KSHV gene expression patterns in tumor biopsies demonstrated decreased KSHV transcription at day 15 in 6 of 7 evaluable responders. Tissue from the other responder had increased KSHV transcription, as did biopsies from 2 participants with PD. There were no signs of lytic activation in response to treatment. Decrease in KSHV mRNA in tumor biopsies was associated with eventual tumor response to lenalidomide. A limitation to this analysis is that entire KS biopsies were analyzed rather than single cells. Hence, it was not possible to ascertain whether the decrease in KSHV transcription represented a loss of KSHV-positive tumor cells in the lesion, or suppression of KSHV transcription overall.

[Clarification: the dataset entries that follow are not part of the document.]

PR #32, opened 2022-02-13
Refactor EnFile to speed it up

snuyanzin:
The PR refactors `EnFile` to speed it up

benchmark before
```
Benchmark           Mode  Cnt     Score   Error   Units
JmhTest.initFaker  thrpt    5    44.192 ± 0.733  ops/ms
```
and after
```
Benchmark           Mode  Cnt    Score   Error   Units
JmhTest.initFaker  thrpt    5  138.761 ± 2.593  ops/ms
```

benchmark'c code
```java
@Benchmark
public void initFaker(Blackhole blackhole) {
    blackhole.consume(new Faker());
}
```

### DIFF
--- a/src/main/java/net/datafaker/service/FakeValuesService.java
+++ b/src/main/java/net/datafaker/service/FakeValuesService.java
@@ -29,7 +29,7 @@ public class FakeValuesService {
     private static final Pattern A_TO_Z = Pattern.compile("([A-Z])");
     private static final Pattern UNDERSCORE = Pattern.compile("_");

In summary, lenalidomide is feasible and active in HIV-KS with response rates comparable to those recently reported with pomalidomide. Given these therapies are available as oral formulations, they have the potential to improve access to KS therapy, particularly in resource limited settings, if the cost of these drugs is mitigated and their potential for teratogenicity managed. In follow-up to this study, multicenter domestic and international AMC trials (ClinicalTrials.gov Identifiers: NCT03601806, NCT04577755) are underway to confirm the tolerability and activity of IMiDs in KS. Other studies exploring the activity of IMiDs in conjunction with chemotherapy (NCT02659930) or immunotherapy (NCT04902443) are also underway. Further work is needed to understand the clinical and immunological differences among the different IMiDs and the implications of the lenalidomide-mediated alterations in cytokines and T-reg cells, to determine whether these may contribute to HIV, KSHV and KS control.

Translational Relevance:

As the largest study of immunomodulatory (IMiD) therapy in HIV-related Kaposi sarcoma (KS), this study demonstrates lenalidomide is active for this condition with response rates comparable to those reported with pomalidomide. Reported adverse events were consistent with the established safety profile of lenalidomide. The study also explored potential mechanisms of anti-KS activity in a subset of participants, providing data indicating blood and KS tumor T-regulatory cells increase in the setting of response to lenalidomide and showing changes in inflammatory cytokine patterns after lenalidomide as well as data suggesting response may be associated with loss of KS herpesvirus transcription. Given IMiDs are available as oral formulations, they have the potential to improve access to KS therapy, particularly in resource-limited settings. Following on this study, multicenter domestic and international AIDS Malignancy Consortium trials are underway to confirm the tolerability and activity of IMiDs in KS.